▼
PR #3473, opened 2023-04-06
WIP: working but hacky

gastonfournier:
## About the changes
This PR is an attempt to do virtualized Autocomplete by using react-window as mentioned in MUI documentation: https://mui.com/material-ui/react-autocomplete/#virtualization

To implement this we need to write our own ListboxComponent which is what's used to render the listbox. 

By doing this the list is much more responsive but we lose the group name stickiness.

The implementation should be considered a proof of concept. I kept the older implementation that can be used to compare the behavior.

To create 1k users you can use the following script (just specify your token)
```bash
#!/usr/bin/env bash
ITERATIONS=${1:-1000}  # use first parameter as number of iterations
START=${START:-1}      # env variable to tweak the initial number
ROOT_ROLE=${ROLE:-2}   # default to editor role (1: admin, 2: editor, 3: viewer)
PREFIX=${PREFIX:-test} # prefix for name and email
TOKEN=${TOKEN:-*:*.secret-123}

set -x
for i in $( seq ${START} ${ITERATIONS} ); do
    curl --location --request POST 'http://localhost:4242/api/admin/user-admin' \
            --header "Authorization: ${TOKEN}" \
            --header 'Content-Type: application/json' \
            --data-raw "{ \"name\": \"${PREFIX} ${i}\", \"email\": \"${PREFIX}${i}@getunleash.io\", \"sendEmail\": false, \"rootRole\": ${ROOT_ROLE} }"
done
```

### DIFF
--- a/frontend/src/component/admin/groups/GroupForm/GroupFormUsersSelect/GroupFormUsersSelect.tsx
+++ b/frontend/src/component/admin/groups/GroupForm/GroupFormUsersSelect/GroupFormUsersSelect.tsx
@@ -1,4 +1,12 @@
-import { Autocomplete, Checkbox, styled, TextField } from '@mui/material';
+import {
+    Autocomplete,
+    autocompleteClasses,
+    Checkbox,
+    Popper,
+    styled,
+    TextField,
+} from '@mui/material';
+import { VariableSizeList, ListChildComponentProps } from 'react-window';
 import CheckBoxOutlineBlankIcon from '@mui/icons-material/CheckBoxOutlineBlank';
 import CheckBoxIcon from '@mui/icons-material/CheckBox';
 import { IUser } from 'interfaces/user';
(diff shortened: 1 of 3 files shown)


frontend/src/component/admin/groups/GroupForm/GroupFormUsersSelect/GroupFormUsersSelect.tsx
```diff
@@ -99,48 +215,112 @@ export const GroupFormUsersSelect: VFC<IGroupFormUsersSelectProps> = ({
...
-                value={users as UserOption[]}
-                onChange={(event, newValue, reason) => {
-                    if (
-                        event.type === 'keydown' &&
-                        (event as React.KeyboardEvent).key === 'Backspace' &&
-                        reason === 'removeOption'
-                    ) {
-                        return;
+    const virtualized = true;
+    if (virtualized)
```
gastonfournier, line 219: We can have a threshold to decide when to show the virtualized dropdown list (e.g. if length > 200 show virtualized), but this requires us to maintain two implementations. Also, we can have a feature flag to always display this.

I think we need to abstract this in a reusable component, but as a first step this could be good enough to prove the solution.

PR #3475, opened 2023-04-07
Improved lead time calculation

kwasniew:
## About the changes

* adding new flag to compare avg time to prod against the original impementation
* in a transitional period we gonna run both until we sunset the old implementation
* what is needed in DB query results in old impl: all features, all feature enabled events for those features
* what is needed in DB query results in the new impl: we only read feature created/first enabled tuples
* what is the new DB query: select first enabled event for each feature but only after feature creation (handles feature deletions in the past), exclude only kill-switch long lived toggles, select only prod environments
* why do we calculate avg and time to prod for each feature in memory: we need date-fns for advanced full day/daylight time savings aware calculation which I couldn't reliably reproduce in the DB itself

Closes #


src/lib/read-models/time-to-production/time-to-production.ts
```diff
@@ -27,6 +29,7 @@ export class TimeToProduction {
         this.events = events;
     }
 
+    // todo: remove
```
Tymek, line 32:
```suggestion
    /**
     * @deprecated TODO: remove
     */
```

src/lib/db/project-stats-store.ts
```diff
@@ -107,6 +110,41 @@ class ProjectStatsStore implements IProjectStatsStore {
...
+            .where('environments.type', '=', 'production')
+            // kill-switch is long lived
+            .where('features.type', '<>', 'kill-switch')
+            // exclude events for features that were previously deleted
+            .where(this.db.raw('events.created_at > features.created_at'))
+            .where('features.project', '=', projectId)
+            .orderBy('events.feature_name')
+            // first enabled event
+            .orderBy('events.created_at', 'asc');
+        return result;
```
Tymek, line 146: that query is less complex then I expected

src/lib/services/project-service.ts
```diff
@@ -778,12 +784,32 @@ export default class ProjectService {
...
 
+        const avgTimeToProdCurrentWindowFast =
+            TimeToProduction.calculateAverageTimeToProd(
+                await this.projectStatsStore.getTimeToProdDates(projectId),
+            );
+        const avgTimeToProdCurrentWindowSlow =
+            timeToProduction.calculateAverageTimeToProd();
+
+        const avgTimeToProdCurrentWindow = this.flagResolver.isEnabled(
+            'projectStatusApiImprovements',
```
Tymek, line 802: I see you're not using variants, OK, new flag is easier to understand

Tymek (approved):
Let's test it in sandbox 👍🏻

src/lib/services/project-service.ts
kwasniew: I found that flagResolver interface doesn't expose variants

src/lib/db/project-stats-store.ts
kwasniew: I moved time difference calcs to memory since we need date-fns or similar advanced time calculator

src/lib/read-models/time-to-production/time-to-production.ts
kwasniew: I'm hoping to remove those TODOs no later than next week so I don't invest time in them :)

PR #3477, opened 2023-04-07
refactor: switching to new stats calculations

kwasniew:
## About the changes

* removes old code with stats calculations in memory (confirmed in sandbox that results are the same for old and new code)
* adds tests for all corner cases of DB querying for stats
* deletes unused code since DB is doing most of the heavylifting


andreas-unleash (commented):
LG! Nice job

andreas-unleash (approved):

sjaanus (approved):

PR #3486, opened 2023-04-10
chore:  docs for public signup token tag

andreas-unleash:
## About the changes

Closes # [1-863](https://linear.app/unleash/issue/1-836/update-endpoints-for-tag-public-signup-tokens)


src/lib/openapi/spec/public-signup-token-schema.ts
thomasheartman, line 1: Can you add a top-level description for this schema? What is it used for?

We should probably include a link to the docs for public invite links too: https://docs.getunleash.io/reference/public-signup#public-sign-up-tokens

src/lib/openapi/spec/public-signup-token-schema.ts
```diff
@@ -18,28 +18,40 @@ export const publicSignupTokenSchema = {
...
             description:
                 'The public signup link for the token. Users who follow this link will be taken to a signup page where they can create an Unleash user.',
             type: 'string',
+            example:
+                'https://sandbox.getunleash.io/enterprise/new-user?invite=a3c84b25409ea8ca1782ef17f94a42fc',
         },
         name: {
+            description: "The token's name",
             type: 'string',
+            example: 'default',
```
thomasheartman, line 35: Is "default" a good name for a token? Is it something we would expect to see? It feels a little ... generic. We could use the example to promote what we think are good names, I think 💁🏼

src/lib/openapi/spec/public-signup-token-schema.ts
```diff
@@ -18,28 +18,40 @@ export const publicSignupTokenSchema = {
...
         },
         enabled: {
+            description: 'Whether the token is active',
```
thomasheartman, line 38: Can a token be active **and** past its expiration date? Or is that an invalid state? If so, maybe we could say something like this?

```suggestion
            description: 'Whether the token is active. This property will always be `false` for a token that has expired.',
```

src/lib/openapi/spec/public-signup-token-schema.ts
```diff
@@ -18,28 +18,40 @@ export const publicSignupTokenSchema = {
...
             format: 'date-time',
+            example: '2023-04-12T11:13:31.960Z',
         },
         createdAt: {
             type: 'string',
             format: 'date-time',
+            example: '2023-04-12T11:13:31.960Z',
         },
         createdBy: {
+            description: 'The user that created the token',
```
thomasheartman, line 53: It's a bit unclear to me what part of the user this is. Is it their username? Their email? Their displayname? Because it's just a string, I assume it's one of them. Do we use a fallback method if the first isn't available? For instance:

If it's the user's email, but the user doesn't have an email, does it fall back to using the username?

src/lib/openapi/spec/public-signup-token-update-schema.ts
thomasheartman, line 1: This schema also needs a top-level description. Also, **can** you update a token's expiration? I thought you couldn't?

src/lib/openapi/spec/public-signup-tokens-schema.ts
```diff
@@ -11,6 +11,7 @@ export const publicSignupTokensSchema = {
     properties: {
         tokens: {
             type: 'array',
+            description: 'An array of all the public signup tokens',
```
thomasheartman, line 14: This property is missing an example. What does it look like?

thomasheartman (changes requested):
Nice going! 🏆  There's a few places where I think you've forgotten examples/descriptions, but I've added comments for all of that. I also have a few questions about some of the descriptions and behaviors, but it's all there 🌸

src/lib/openapi/spec/public-signup-token-schema.ts
andreas-unleash: sounds good

src/lib/openapi/spec/public-signup-tokens-schema.ts
andreas-unleash: added

thomasheartman (commented):
Looking good! Any reason why you haven't accepted the suggestions for descriptions on [`expiresAt`](https://github.com/Unleash/unleash/pull/3486/files#r1162842318) and [`createdAt`](https://github.com/Unleash/unleash/pull/3486/files#r1162843754)?

Once we have resolved those, I'm happy to get it in 😄

thomasheartman (approved):
Nice one! ✅

PR #3487, opened 2023-04-10
chore: fix docs

andreas-unleash:
Adds `mode` and `defaultStickiness` to the project form.
Adds a new img

## About the changes

Closes #


kwasniew (approved):

website/docs/reference/projects.md
```diff
@@ -43,13 +43,15 @@ The UI shows the currently available projects. To create a new project, use the
...
 The configuration of a new Project is now available. the following input is available to create the new Project.
 
-![A project creation form. The form fields are labeled "project ID", "name", and "description". The "Create" button is highlighted.](/img/projects_save_new_project.png)
-
-| Item         | Description                        |
-| ------------ | ---------------------------------- |
-| Project Id   | Id for this Project                |
-| Project name | The name of the Project.           |
-| Description  | A short description of the project |
+![A project creation form. The form fields are labeled "project ID", "name", "description", "mode" and "defaultStickiness". The "Create" button is highlighted.](/img/projects_save_new_project_v2.png)
```
thomasheartman, line 46: Non-blocking: This is my fault, but I think that description is more wordy than what it has to be. Something like this, maybe?

```suggestion
![A project creation form. The "Create" button is highlighted.](/img/projects_save_new_project_v2.png)
```

website/docs/reference/projects.md
```diff
@@ -43,13 +43,15 @@ The UI shows the currently available projects. To create a new project, use the
...
+
+| Item               | Description                                                                                 |
+|--------------------|---------------------------------------------------------------------------------------------|
+| Project Id         | Id for this Project                                                                         |
+| Project name       | The name of the Project.                                                                    |
+| Description        | A short description of the project                                                          |
+| Mode               | The project [collaboration mode](/reference/project-collaboration-mode.md)                  |
+| Default Stickiness | The default stickiness for the project affecting the default stickiness value for variants and Gradual Rollout strategy                                                                 |
```
thomasheartman, line 54: Splitting into two sentences makes it a little easier to read I think. What do you think?

```suggestion
| Default Stickiness | The default stickiness for the project. This setting controls the default stickiness value for variants and for the gradual rollout strategy.                                                                 |
```

thomasheartman (changes requested):
So this looks pretty good to me! 😄 I've got two minor change suggestions that you can choose to accept or not. 

There's only one thing that's keeping me from approving this:
It doesn't look like you've deleted the old image. Could you do that? I don't think it's being used anywhere else, is it? If it is, then ignore this 💁🏼

PR #3851, opened 2023-05-24
fix: hide password login when it's disabled

nunogois:
https://linear.app/unleash/issue/2-1085/bug-password-based-login-still-shows-on-the-login-page-even-if

Fixes a regression introduced with the changes related with #3633 where we still show the password login even though it's disabled.


thomasheartman (approved):
Yeah, this looks great! Good catch!

PR #3853, opened 2023-05-24
feat: add usage of segment in list

sjaanus:
image


src/lib/types/model.ts
```diff
@@ -402,6 +402,8 @@ export interface ISegment {
     description?: string;
     project?: string;
     constraints: IConstraint[];
+    usedInProjects?: number;
```
kwasniew, line 405: does it have to be optional? Is there any scenario where we don't know the number?

src/lib/db/segment-store.ts
```diff
@@ -97,8 +99,29 @@ export default class SegmentStore implements ISegmentStore {
 
     async getAll(): Promise<ISegment[]> {
         const rows: ISegmentRow[] = await this.db
-            .select(this.prefixColumns())
+            .select(
+                this.prefixColumns(),
+                'used_in_projects',
+                'used_in_features',
+            )
+            .countDistinct(
```
kwasniew, line 107: have you tested it with a big data set in terms of performance?

frontend/src/component/segments/SegmentTable.tsx
```diff
@@ -182,8 +182,34 @@ const COLUMNS = [
...
+    },
+    {
+        Header: 'Used in',
+        width: '60%',
         Cell: ({ value, row: { original } }: any) => (
-            <HighlightCell value={value} subtitle={original.description} />
+            <TextCell
+                sx={{
+                    color:
+                        original.usedInProjects == 0 &&
```
kwasniew, line 204: === as GH actions bots says

src/lib/db/segment-store.ts
```diff
@@ -97,8 +99,29 @@ export default class SegmentStore implements ISegmentStore {
 
     async getAll(): Promise<ISegment[]> {
         const rows: ISegmentRow[] = await this.db
-            .select(this.prefixColumns())
+            .select(
```
kwasniew, line 102: do we have any backend test that will tell us when this query breaks?

frontend/src/component/segments/SegmentTable.tsx
```diff
@@ -182,8 +182,34 @@ const COLUMNS = [
         Header: 'Name',
         accessor: 'name',
         width: '60%',
+        Cell: ({
```
kwasniew, line 185: I'd enhance existing test for a segmenttable or create a new one to test enabled and disabled color display logic

kwasniew (changes requested):

frontend/src/component/segments/SegmentTable.tsx
kwasniew: can be in a separate PR

src/lib/db/segment-store.ts
sjaanus: Analyzed this query on enterprise, it is just regular join, quite cheap.

src/lib/types/model.ts
sjaanus: Yes, only case when we know the number is the when we load the list. Throughout app, other places, we dont know it about segment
▲
Set down verbatim only the lines between the start of the data above and the line with "The implementation should", both boundaries included.

» **Answer**
PR #3473, opened 2023-04-06
WIP: working but hacky

gastonfournier:
## About the changes
This PR is an attempt to do virtualized Autocomplete by using react-window as mentioned in MUI documentation: https://mui.com/material-ui/react-autocomplete/#virtualization

To implement this we need to write our own ListboxComponent which is what's used to render the listbox. 

By doing this the list is much more responsive but we lose the group name stickiness.

The implementation should be considered a proof of concept. I kept the older implementation that can be used to compare the behavior.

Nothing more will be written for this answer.